What is being asked:
Work through the data below and copy out every line where "fcolarich" is found.

[Collected data entries]
*** Begin section ***

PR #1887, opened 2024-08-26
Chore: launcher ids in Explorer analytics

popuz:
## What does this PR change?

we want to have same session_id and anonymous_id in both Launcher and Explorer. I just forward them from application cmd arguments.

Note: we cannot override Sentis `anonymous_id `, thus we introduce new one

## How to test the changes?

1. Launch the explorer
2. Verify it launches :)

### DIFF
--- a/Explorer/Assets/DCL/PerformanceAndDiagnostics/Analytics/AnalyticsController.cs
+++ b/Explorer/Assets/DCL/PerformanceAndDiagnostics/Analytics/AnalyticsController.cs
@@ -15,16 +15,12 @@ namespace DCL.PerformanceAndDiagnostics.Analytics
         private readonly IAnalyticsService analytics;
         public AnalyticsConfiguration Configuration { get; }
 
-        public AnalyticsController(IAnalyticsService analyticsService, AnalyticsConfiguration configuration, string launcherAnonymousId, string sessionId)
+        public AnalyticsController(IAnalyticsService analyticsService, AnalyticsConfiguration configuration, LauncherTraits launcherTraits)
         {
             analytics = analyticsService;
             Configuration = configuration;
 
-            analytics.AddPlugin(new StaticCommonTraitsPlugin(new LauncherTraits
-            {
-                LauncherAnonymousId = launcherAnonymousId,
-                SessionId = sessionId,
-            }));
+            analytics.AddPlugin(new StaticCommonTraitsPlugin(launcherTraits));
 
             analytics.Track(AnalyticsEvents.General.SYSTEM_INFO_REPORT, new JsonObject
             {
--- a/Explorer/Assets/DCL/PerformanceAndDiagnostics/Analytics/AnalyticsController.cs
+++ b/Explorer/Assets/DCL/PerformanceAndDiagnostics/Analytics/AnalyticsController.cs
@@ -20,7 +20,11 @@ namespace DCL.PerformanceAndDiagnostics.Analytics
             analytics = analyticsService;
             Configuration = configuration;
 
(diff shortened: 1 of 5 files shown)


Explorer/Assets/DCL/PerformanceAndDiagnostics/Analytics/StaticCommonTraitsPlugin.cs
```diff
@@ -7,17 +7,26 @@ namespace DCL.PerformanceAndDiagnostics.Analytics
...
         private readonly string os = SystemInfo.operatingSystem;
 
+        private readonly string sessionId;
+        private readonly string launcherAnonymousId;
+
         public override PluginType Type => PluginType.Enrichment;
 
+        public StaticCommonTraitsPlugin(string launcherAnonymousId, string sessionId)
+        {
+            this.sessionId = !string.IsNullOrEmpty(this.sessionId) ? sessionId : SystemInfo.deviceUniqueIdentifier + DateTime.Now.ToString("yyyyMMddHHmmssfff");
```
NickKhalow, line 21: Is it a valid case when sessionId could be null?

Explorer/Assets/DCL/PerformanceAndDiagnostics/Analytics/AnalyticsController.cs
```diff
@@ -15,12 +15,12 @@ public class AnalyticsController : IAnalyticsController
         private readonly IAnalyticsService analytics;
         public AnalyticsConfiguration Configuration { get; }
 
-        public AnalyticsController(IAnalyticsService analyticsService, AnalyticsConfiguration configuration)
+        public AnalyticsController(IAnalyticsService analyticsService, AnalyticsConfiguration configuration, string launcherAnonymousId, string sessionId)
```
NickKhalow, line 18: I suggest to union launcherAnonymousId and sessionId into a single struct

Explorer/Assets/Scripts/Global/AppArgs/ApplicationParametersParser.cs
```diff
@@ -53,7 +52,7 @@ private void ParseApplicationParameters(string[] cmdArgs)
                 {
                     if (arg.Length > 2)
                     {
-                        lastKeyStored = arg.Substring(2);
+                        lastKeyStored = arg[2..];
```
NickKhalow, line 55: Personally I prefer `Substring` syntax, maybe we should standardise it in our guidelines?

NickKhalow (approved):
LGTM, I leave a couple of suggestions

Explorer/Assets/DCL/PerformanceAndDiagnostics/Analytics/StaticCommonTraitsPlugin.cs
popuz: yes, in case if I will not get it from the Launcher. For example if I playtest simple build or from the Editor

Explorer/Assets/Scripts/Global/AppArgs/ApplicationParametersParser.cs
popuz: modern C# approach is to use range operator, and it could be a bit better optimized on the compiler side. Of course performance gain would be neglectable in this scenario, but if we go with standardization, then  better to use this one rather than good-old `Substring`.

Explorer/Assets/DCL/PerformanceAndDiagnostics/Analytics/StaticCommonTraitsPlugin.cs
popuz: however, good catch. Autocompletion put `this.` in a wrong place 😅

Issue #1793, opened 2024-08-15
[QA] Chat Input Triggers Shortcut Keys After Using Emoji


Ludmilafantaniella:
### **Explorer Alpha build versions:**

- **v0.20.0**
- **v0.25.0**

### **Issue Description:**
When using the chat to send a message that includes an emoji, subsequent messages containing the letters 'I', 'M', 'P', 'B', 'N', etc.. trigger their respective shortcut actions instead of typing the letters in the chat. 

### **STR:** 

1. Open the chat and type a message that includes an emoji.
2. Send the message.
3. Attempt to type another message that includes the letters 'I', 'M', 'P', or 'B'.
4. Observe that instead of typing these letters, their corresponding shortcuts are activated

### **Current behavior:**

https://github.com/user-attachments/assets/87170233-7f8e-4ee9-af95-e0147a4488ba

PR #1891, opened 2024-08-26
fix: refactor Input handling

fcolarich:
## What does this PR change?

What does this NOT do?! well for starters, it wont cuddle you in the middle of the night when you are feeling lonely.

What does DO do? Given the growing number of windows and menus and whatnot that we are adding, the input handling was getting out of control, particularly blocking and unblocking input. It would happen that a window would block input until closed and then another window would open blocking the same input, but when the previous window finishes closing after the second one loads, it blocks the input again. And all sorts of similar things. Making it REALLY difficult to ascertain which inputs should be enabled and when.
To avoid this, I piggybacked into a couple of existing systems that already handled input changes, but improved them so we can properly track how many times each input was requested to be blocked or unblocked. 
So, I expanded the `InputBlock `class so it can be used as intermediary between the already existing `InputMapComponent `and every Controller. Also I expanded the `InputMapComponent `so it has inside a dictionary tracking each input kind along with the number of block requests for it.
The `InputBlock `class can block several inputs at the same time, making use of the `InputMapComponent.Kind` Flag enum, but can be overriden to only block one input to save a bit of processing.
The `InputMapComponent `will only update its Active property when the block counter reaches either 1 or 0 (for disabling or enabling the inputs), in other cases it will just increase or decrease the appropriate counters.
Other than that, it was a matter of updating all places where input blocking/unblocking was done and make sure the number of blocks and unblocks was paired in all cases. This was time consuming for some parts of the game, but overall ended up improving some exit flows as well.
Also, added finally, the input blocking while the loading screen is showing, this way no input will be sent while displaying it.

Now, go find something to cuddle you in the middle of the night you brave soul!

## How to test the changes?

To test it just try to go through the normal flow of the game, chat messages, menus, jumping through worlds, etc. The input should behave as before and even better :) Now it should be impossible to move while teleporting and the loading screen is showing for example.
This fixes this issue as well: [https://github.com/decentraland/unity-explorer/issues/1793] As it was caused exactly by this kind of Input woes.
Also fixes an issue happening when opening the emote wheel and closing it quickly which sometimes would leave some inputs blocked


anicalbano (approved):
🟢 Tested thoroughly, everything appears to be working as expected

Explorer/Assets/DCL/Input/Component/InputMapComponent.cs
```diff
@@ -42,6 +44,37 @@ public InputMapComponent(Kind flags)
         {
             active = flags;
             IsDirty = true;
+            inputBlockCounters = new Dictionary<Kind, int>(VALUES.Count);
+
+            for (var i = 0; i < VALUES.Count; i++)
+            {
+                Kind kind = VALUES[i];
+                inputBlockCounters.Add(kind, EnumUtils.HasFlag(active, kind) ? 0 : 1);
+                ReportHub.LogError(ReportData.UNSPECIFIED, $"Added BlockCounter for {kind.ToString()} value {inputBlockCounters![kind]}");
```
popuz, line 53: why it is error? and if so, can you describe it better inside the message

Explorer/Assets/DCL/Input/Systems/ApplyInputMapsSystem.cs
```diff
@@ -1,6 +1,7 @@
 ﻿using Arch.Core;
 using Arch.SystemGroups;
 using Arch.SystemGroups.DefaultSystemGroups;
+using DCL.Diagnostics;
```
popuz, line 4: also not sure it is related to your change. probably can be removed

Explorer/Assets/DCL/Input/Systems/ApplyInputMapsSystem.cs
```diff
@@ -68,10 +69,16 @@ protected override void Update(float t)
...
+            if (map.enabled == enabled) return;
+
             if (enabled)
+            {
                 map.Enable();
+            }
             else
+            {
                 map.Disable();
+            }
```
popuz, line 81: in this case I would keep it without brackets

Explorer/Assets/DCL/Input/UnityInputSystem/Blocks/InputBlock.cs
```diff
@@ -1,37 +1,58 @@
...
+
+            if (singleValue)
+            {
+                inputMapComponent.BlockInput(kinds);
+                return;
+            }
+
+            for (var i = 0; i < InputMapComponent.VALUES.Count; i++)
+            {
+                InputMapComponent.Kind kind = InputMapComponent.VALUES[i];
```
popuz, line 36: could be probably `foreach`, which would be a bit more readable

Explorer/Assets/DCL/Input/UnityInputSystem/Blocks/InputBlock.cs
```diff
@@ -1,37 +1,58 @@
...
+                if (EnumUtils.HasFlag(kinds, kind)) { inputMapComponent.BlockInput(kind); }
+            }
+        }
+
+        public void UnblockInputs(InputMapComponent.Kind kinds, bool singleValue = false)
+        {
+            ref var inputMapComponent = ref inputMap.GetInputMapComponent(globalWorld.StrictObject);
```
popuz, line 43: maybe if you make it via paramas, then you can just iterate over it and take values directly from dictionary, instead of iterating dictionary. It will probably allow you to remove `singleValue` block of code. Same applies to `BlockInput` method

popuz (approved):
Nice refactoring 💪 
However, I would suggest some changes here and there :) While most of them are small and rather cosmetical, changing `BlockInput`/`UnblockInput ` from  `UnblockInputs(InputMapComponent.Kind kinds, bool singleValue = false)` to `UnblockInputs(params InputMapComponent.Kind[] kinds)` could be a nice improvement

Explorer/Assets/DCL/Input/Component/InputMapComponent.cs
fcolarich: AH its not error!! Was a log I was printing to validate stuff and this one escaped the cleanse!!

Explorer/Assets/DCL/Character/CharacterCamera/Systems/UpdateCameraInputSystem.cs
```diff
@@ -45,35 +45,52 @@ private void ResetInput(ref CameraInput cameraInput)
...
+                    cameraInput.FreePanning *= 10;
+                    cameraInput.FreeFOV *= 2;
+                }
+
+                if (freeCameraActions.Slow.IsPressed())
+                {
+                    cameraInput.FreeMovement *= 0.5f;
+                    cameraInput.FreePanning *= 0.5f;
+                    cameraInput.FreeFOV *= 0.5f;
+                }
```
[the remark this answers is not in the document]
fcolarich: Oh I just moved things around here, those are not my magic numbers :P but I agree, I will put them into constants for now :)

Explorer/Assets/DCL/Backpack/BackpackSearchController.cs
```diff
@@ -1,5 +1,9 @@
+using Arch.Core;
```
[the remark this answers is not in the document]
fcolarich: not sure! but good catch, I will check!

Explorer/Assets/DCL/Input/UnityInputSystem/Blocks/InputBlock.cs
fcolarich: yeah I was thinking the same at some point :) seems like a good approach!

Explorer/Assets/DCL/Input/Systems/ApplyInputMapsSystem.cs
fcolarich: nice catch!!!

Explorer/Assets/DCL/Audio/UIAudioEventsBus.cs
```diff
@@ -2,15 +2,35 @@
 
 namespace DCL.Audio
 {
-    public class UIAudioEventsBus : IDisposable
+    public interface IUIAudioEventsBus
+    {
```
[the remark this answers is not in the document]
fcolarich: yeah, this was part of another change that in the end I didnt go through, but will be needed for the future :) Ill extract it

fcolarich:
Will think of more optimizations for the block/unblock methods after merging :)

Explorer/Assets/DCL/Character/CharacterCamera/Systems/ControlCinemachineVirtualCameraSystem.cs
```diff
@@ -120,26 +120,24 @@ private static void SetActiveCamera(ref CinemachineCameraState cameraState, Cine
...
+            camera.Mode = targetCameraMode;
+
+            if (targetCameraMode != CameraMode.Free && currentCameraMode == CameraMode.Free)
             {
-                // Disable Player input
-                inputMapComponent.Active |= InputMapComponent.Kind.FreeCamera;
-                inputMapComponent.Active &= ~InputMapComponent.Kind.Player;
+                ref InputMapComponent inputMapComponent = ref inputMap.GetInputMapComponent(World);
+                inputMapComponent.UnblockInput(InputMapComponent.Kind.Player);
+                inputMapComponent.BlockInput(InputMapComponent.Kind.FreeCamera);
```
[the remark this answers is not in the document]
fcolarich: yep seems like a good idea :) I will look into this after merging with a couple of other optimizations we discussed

*** End section ***

Exercise result:
fcolarich:
fcolarich: AH its not error!! Was a log I was printing to validate stuff and this one escaped the cleanse!!
fcolarich: Oh I just moved things around here, those are not my magic numbers :P but I agree, I will put them into constants for now :)
fcolarich: not sure! but good catch, I will check!
fcolarich: yeah I was thinking the same at some point :) seems like a good approach!
fcolarich: nice catch!!!
fcolarich: yeah, this was part of another change that in the end I didnt go through, but will be needed for the future :) Ill extract it
fcolarich:
fcolarich: yep seems like a good idea :) I will look into this after merging with a couple of other optimizations we discussed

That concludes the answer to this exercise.